The proof of the complexity of the algorithm depends on the observation that the shortcut operation leads to a height reduction which is logarithmic in I, while hooking only increases the heights of trees additively by combining them. The algorithm is shown [1] to have a bound on the number of iterations of  $O(\log_{3/2}|V|)$ .

### 4. Implementation Concerns

The major concern in implementing the alogrithm is allocation of processors. In the existing Ultracomputer, there are far less than 2M+N processors for any reasonably sized image. We can save N processors by allowing the edge processors to handle the shortcutting in steps 1 and 4. We can take advantage of the bounded connectivity of pixels in the image to note that we require only 4N processors.
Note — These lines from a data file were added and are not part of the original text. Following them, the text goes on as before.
PR #74, opened 2023-05-02
Or branches

dvargas92495:
https://www.loom.com/share/7ae0c6fe012547ce89bff0213ef16d83

### DIFF
--- a/src/utils/fireQuery.ts
+++ b/src/utils/fireQuery.ts
@@ -10,6 +10,7 @@ import { DAILY_NOTE_PAGE_REGEX } from "roamjs-components/date/constants";
 import { getNodeEnv } from "roamjs-components/util/env";
 import type { Condition, Result as QueryResult, Selection } from "./types";
 import getSamePageAPI from "@samepage/external/getSamePageAPI";
+import gatherDatalogVariablesFromClause from "./gatherDatalogVariablesFromClause";
 
 export type QueryArgs = {
   returnNode: string;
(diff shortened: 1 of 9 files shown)


src/utils/fireQuery.ts
```diff
@@ -91,35 +92,6 @@ const firstVariable = (
   return undefined;
 };
 
-const getVariables = (
```
dvargas92495, line 94: Moved to `src/utils/gatherDatalogVariablesFromClause.ts`

mdroidian:
`npm i` gave me `npm ERR! ERESOLVE could not resolve`
some googling said to run `npm config set legacy-peer-deps true`
then `npm i` gave me `'patch-package' is not recognized ...`
after `npm i patch-package` and `npm i` I was left with a bunch of `package-lock.json` changes
and `"patch-package": "^7.0.0",` added to `package.json`

then `npm start` cannot find `esbuild`
if I install that, it goes on to another one (`zod`, `dotenv`)

I'm not sure what's going on here.

Same thing if I try a fresh install.

mdroidian:
Does this have to do with upgrading my node version?
I'm having similar issues with `npm start` on smartblocks

mdroidian:
looks like `npm config set legacy-peer-deps true` was the culprit 😣 for 
> then npm start cannot find esbuild
> if I install that, it goes on to another one (zod, dotenv, ...)

`npm i --force` seemed to do the trick.

mdroidian (approved):
Overall this is great!  However, I worry that it might be quite tedious to edit multiple `OR` clauses, deeply nested queries, or get a sense of what the query was without scrolling to the bottom and opening the english view.

Couple ideas to help:
For long results (embedded or more that ~5 or so), a user would have to look at the english view at the bottom, then scroll up and remember which or condition to click into

Possible Solutions: 
1) ability to click onto the english query to jump directly to a branch view to edit
2) an inline english query of selected `OR` condition on hover of `(x) Branches` or maybe via a switch
 
and I love that query icon 🔥

dvargas92495:
Your installation issues are a function of this: https://github.com/dvargas92495/roamjs-query-builder/pull/67/files#r1174180528

In general, I would not `npm config set legacy-peer-deps true`. We want to always tend to be on the latest version, and we heavily use `peer-deps` to install related packages automatically.

> I worry that it might be quite tedious to edit multiple OR clauses, deeply nested queries

I kind of view this as a feature than a bug. `OR`s should be discouraged, especially deeply nested ones.

> ability to click onto the english query to jump directly to a branch view to edit

I love this idea in general. I'm going to look into adding during the style polish tomorrow.

> an inline english query of selected OR condition on hover of (x) Branches or maybe via a switch

I like the english query on hover idea here.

We still are not likely to have nearly enough processors available.

In the extreme case of execution of this algorithm by a single processor, we can determine that the algorithm is  $O(M\log N)$ , since control of the main loop of  $\log N$  iterations remains the same, and each step inside the main loop will require at most O(M) operations. For a planar graph like an image, this becomes  $O(N\log N)$ . Our goal is to acheive parallel speedup to the full limit of our processor resources; for k < N processors, the maximum speedup is  $O(N\log N/k)$ . In the case of  $k \ll N$ , we achieve nearly this optimal speedup.

We consider now modifications to the algorithm along the lines indicated in Section 2, equeuing tasks and eliminating subtasks which don't contribute to the solution. In particular, we are interested in recognizing edges which have nothing to add to the solution because the vertices they connect are known to reside is the same component, and in recognizing vertices which are components of dead trees in the pointer graph. These vertices can be shown to comprise a connected component, so they do not require further consideration.
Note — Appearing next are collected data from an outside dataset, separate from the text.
PR #76, opened 2023-05-03
Exploring ideas around custom view types in graph

dvargas92495:
Roam has this concept of Changing Block View:
Screen Shot 2023-05-04 at 12 42 47 PM

This brain blasted me into thinking we should allow users to create their own custom views of data to replace other pieces of UI.

This is one such use case. For now, the component is very specific. But in SamePage, we will want to allow users to create their own UIs instead, similar to smartblocks and queries. Ongoing, SB and QB will continue to serve as testing beds for ideas we want to generalize into SamePage

I wouldn't try to set this up locally (again, it's very custom to a specific user), but would rather review the idea and ask related questions if there are any

### DIFF
--- a/src/components/MessageBlock.tsx
+++ b/src/components/MessageBlock.tsx
@@ -10,11 +10,17 @@ type QueryPageComponent = (props: { blockUid: string }) => JSX.Element;
 
 type Props = Parameters<QueryPageComponent>[0];
 
+/**
+ * This component is hyper custom towards a single user's use case, so we want to keep it mostly hidden for now.
+ * Once Roam releases custom block views, we'll be able to expose a way (via SamePage) to allow users to build
+ * their own custom views (UI) in a No-Code way, similar to SmartBlocks (automations) and Query Builder (Requests) today.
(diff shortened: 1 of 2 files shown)


mdroidian:
So this is like Tana's "Views"
image

Or Notions "Layout"?
image


But allowing user end programming.  Nice.

I'm very interested in something similar for the canvas.  Being able cycle between these views
- Force Directed
- Horizontal Tree
- Vertical Tree
- Manual 1
- Manual 2
- Based on select attributes
  - Heatmap
  - Calendar
  - Bar/Line Chart
  - etc

dvargas92495:
Sort of - except those layout configs are on _queries_, which is more analogous to query builder's layouts.

I'm not sure I've seen a direct parallel to another app yet, in particular allowing end users to build one themselves

mdroidian:
Have you seen https://blockprotocol.org/?  Something similar to that?

dvargas92495:
This is super interesting - there could be some synergy here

Consider first vertices in a dead tree. In a dead tree, all vertices point to the root (otherwise it could be shortcut). Furthermore, the age of the root is less than the iteration counter, indicating that no changes

have been made in the last iteration. We can introduce a "pruning" step, which examines every vertex, and enqueues only vertices which don't point to dead roots. This queue forms the list of subtasks to be performed in the next shortcut step.

We note that edges can be classified into three groups. We say an edge is used if it has succeeded in hooking. An edge is redundant if both its vertices point to the same parent. An edge is indeterminate if it is neither used nor redundant. We can tell if an attemped hook succeeds by limiting access to the root. In effect, we let edges compete for the right to hook by using the fetch&add to some variable which is initially 0. Only the edge which receives the zero result actually performs the hook, so it is assured of Obviously, we can readily identify a redundant edge. Thus after each subtask in a hook step, we enqueue edges which are indeterminate onto a new edge list, eliminating used and redundant edges. This queue is used as the task list for the next hook step.
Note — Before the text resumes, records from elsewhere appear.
Issue #258, opened 2025-04-15
[Android] Add support to receive APRS packets from APRS-IS services


NaiveTomcat:
Due to the lack of transmitting digipeater in [large] regions, user may send out an ARPS message, which is then relayed through the IS network before it reaches the distant recipient, with the reply message relayed by the IS network but never finding a way to get to the rf again to be received by VHF radios. It would be nice to implement a feature that checks and displays messages whose recipient bears the local callsign from an Internet source (when applicable) and even nicer checks and relay these messages to rf with the recipient being one of the recently heard callsigns (on rf).

The latter function is essentially a transmitting digipeater. The display of messages received from Internet can be alike to those received from rf with an extra sign showing this is not heard from RF, and the digipeater function should be equipped with an on-off switch.

VanceVagell:
This is related to #7

Issue #34, opened 2024-10-19
[Android] Resend APRS Message if ack not received, with exponential backoff


VanceVagell:
Right now, kv4p HT will send an APRS "ack" to other radios when it receives an APRS message addressed to the user's callsign. But if kv4p HT itself receives an "ack" for one of its messages, it does nothing with it.

Instead, we should re-send the attempted Message if we don't get an "ack" after some timeout (maybe 10 seconds with exponential backoff, so 10, 20, 40, etc.), with a limit of max retries (let's start with 5).

It should be smart enough to not try to re-send a Message if the user is actively transmitting, or if it's in the middle of decoding another message.

VanceVagell:
No longer true that it "does nothing" with an ack since #33 was added but we still need retry.

Issue #7, opened 2024-10-16
[Android] Add APRS iGate option


VanceVagell:
Add "APRS iGate" option to Settings, and implement digipeating (so it reports messages it hears online, if an internet connection is available).

If you're implementing this, please ask me for a UX design for the UI details.

VanceVagell:
Here are the relevant pages for iGate APRS-IS integration:

https://www.aprs2.net/
https://www.aprs-is.net/SendOnlyPorts.aspx
https://www.aprs-is.net/connecting.aspx
https://www.aprs-is.net/q.aspx

Note that the last page says "receive-only IGates are discouraged on standard APRS frequencies. Please consider a bidirectional IGate that only gates to RF messages for stations heard directly." This means that clients that can only report packets to APRS-IS, and won't be listening to APRS-IS internet traffic on an ongoing basis to send RF packets to locally-heard users, are discouraged.

They're not prohibited, and I think kv4p HT has a decent use case where receive-only iGating might be preferable, since an always-on internet link from the app could have battery implications (there's a decent amount of iGate traffic in busy areas) and cellular data usage implications. Also, the chance that a kv4p HT is the only client that hears a recipient of an APRS-IS message is fairly low versus WIDE2 iGates (e.g. on mountaintop towers).

Finally, since kv4p HT is intended to work 100% offline (i.e. in airplane mode), this would be a feature that would break in that situation. Whereas digipeating (added in #8) continues to have value because it creates a local RF mesh with no internet connection required.

So I think we can revisit iGating in the future, but I'm removing it from release v2.0.0.0 since it is not an immediate priority.

PR #469, opened 2026-09-11
Centralize APRS messaging and fix Sonar findings

dkaukov:
## Summary

This is still WIP. It started as cleanup of the 200+ Sonar issues, but a lot of the APRS code was mixed into `MainActivity`, so it turned into a bigger APRS refactor.

Main changes:

* Moved APRS handling into a new `AprsController`.
* `RadioAudioService` still handles the Android/radio side: location, notifications, APRS-IS connection and actual RF TX.
* `MainActivity` no longer parses APRS packets or accesses the APRS DB directly.
* Added reliable message retries and ACK/REJ handling.
* Added delivery status in the UI: pending / acknowledged / rejected / failed.
* Improved digipeater handling and duplicate suppression..
* Added RF → APRS-IS iGate support.
* Added optional nearby APRS-IS traffic to the APRS feed.
* Added proper handling for more APRS packet types, including status and station capabilities.
* APRS history is bounded and no longer jumps to the bottom while you are reading older entries.
* Reworked the APRS feed so frequently updated station data can show only the latest entry without losing the underlying history.
* Also includes some smaller Sonar fixes found along the way.

## Database changes

The old `aprs_messages` table mixed what we show to the user with details about the actual packet received over RF.

It is now split into:

* `AprsEvent` — a logical APRS event, for example a position, weather report or message.
* `AprsPacket` — the actual packet received or transmitted over RF/APRS-IS, including frequency, path and raw packet data.
* `AprsFeed` — the materialized view used by the normal APRS UI.

This lets us keep several physical packets for one event. For example, a direct packet and a digipeated copy can be stored separately without showing the same thing twice in the UI. Retries, ACKs and APRS-IS forwarding can also stay associated with the same logical event.

The feed is separate from the event history, so things like position, weather, status and station capabilities can show only the latest update for a station while the full event and packet history is still retained underneath.

This also makes iGate support much cleaner. We can distinguish packets received over RF from packets received from APRS-IS, keep the original RF path/raw AX.25 data, and record the corresponding APRS-IS transmission separately.

## APRS-IS / iGate

The app can now:

* Gate eligible packets received over RF to APRS-IS.
* Apply the usual iGate filtering for `NOGATE`, `RFONLY`, Internet/q paths, queries, etc.
* Handle third-party packets without feeding Internet traffic back into APRS-IS.
* Optionally receive a nearby APRS-IS feed and show it together with RF traffic.
* Keep APRS-IS-only events marked separately until the same event is also heard over RF.

APRS-IS traffic is never retransmitted over RF by this implementation.

Fixes:
* https://github.com/VanceVagell/kv4p-ht/issues/7
* https://github.com/VanceVagell/kv4p-ht/issues/258
* https://github.com/VanceVagell/kv4p-ht/issues/34


android-src/KV4PHT/app/src/main/java/com/vagell/kv4pht/aprs/AprsController.java
VanceVagell, line 1: I'll only comment here to avoid comment spam, but it seems most/all of the new files are missing our standard copyright/license notice, please add.

android-src/KV4PHT/app/src/main/res/layout/activity_settings.xml
```diff
@@ -247,6 +247,83 @@
...
+                    android:layout_marginTop="8dp">
+
+                    <TextView
+                        android:layout_width="wrap_content"
+                        android:layout_height="wrap_content"
+                        android:layout_gravity="center_vertical"
+                        android:layout_weight="1"
+                        android:fontFamily="@font/jost"
+                        android:labelFor="@id/aprsHistoryWindowTextView"
+                        android:text="@string/aprs_history_window"
```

We can keep the active lists of edges and vertices by allocating space for two vertex task lists, and two edge task lists. Initially, all pixels within "on" regions are placed on one of the vertex lists, and all edges between these vertices are enqueued on one of the edge lists. During the first steps, we read from the active list, and enqueue tasks to the other list. We then alternate between these lists, using one for current tasks and one for tasks for the next step. Indicies returned by the fetch&add are used to allocate tasks to available processors. Note that removing redundant tasks doesn't affect the asymptopic complexity of the algorithm, although in practice it should reduce the run-time.

#### 5. References

- [1] Y. Shiloach and U. Vishkin, "An O(log n) Parallel Connectivity Algorithm", Journal of Algorithms, 3, pp. 57-67 (1982).
- [2] R. A. Hummel, "Image Processing on the NYU Ultracomputer", Courant Institute NYU Ultracomputer Note No. 72 (1984).
- [3] A. Gottlieb, R. Grishman, C.P. Kruskal, K. P. McAuliffe, L. Rudolph, and M. Snir, "The NYU-Ultracomputer-Designing an MIMD shared Memory Parallel Computer", *IEEE Transactions on Computers*, C-32, No. 2, pp. 175-189 (1983).